Source data:
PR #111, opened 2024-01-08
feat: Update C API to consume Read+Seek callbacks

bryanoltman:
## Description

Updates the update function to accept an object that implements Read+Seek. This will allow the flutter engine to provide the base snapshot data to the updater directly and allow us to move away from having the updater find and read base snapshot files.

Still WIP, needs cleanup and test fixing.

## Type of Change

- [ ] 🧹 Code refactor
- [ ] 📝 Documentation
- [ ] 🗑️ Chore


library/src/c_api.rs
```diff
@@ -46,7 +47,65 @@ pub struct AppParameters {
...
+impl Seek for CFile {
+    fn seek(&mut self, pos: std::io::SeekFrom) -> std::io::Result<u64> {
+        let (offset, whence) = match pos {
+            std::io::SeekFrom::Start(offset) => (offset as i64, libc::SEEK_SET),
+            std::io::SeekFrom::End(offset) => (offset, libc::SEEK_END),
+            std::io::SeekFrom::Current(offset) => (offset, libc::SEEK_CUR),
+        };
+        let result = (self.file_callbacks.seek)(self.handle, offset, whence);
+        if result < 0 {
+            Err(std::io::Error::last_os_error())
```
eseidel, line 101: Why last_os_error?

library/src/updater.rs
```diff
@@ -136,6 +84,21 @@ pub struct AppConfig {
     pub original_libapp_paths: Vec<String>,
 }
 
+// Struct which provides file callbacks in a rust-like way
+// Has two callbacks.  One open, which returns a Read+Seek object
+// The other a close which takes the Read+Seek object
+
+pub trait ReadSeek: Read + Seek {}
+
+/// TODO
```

...

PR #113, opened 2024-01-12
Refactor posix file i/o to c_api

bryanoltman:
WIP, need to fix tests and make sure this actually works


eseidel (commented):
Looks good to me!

Activity: The answer should be one number, the count of lines in the data that include the string "opened".

Completed exercise: 2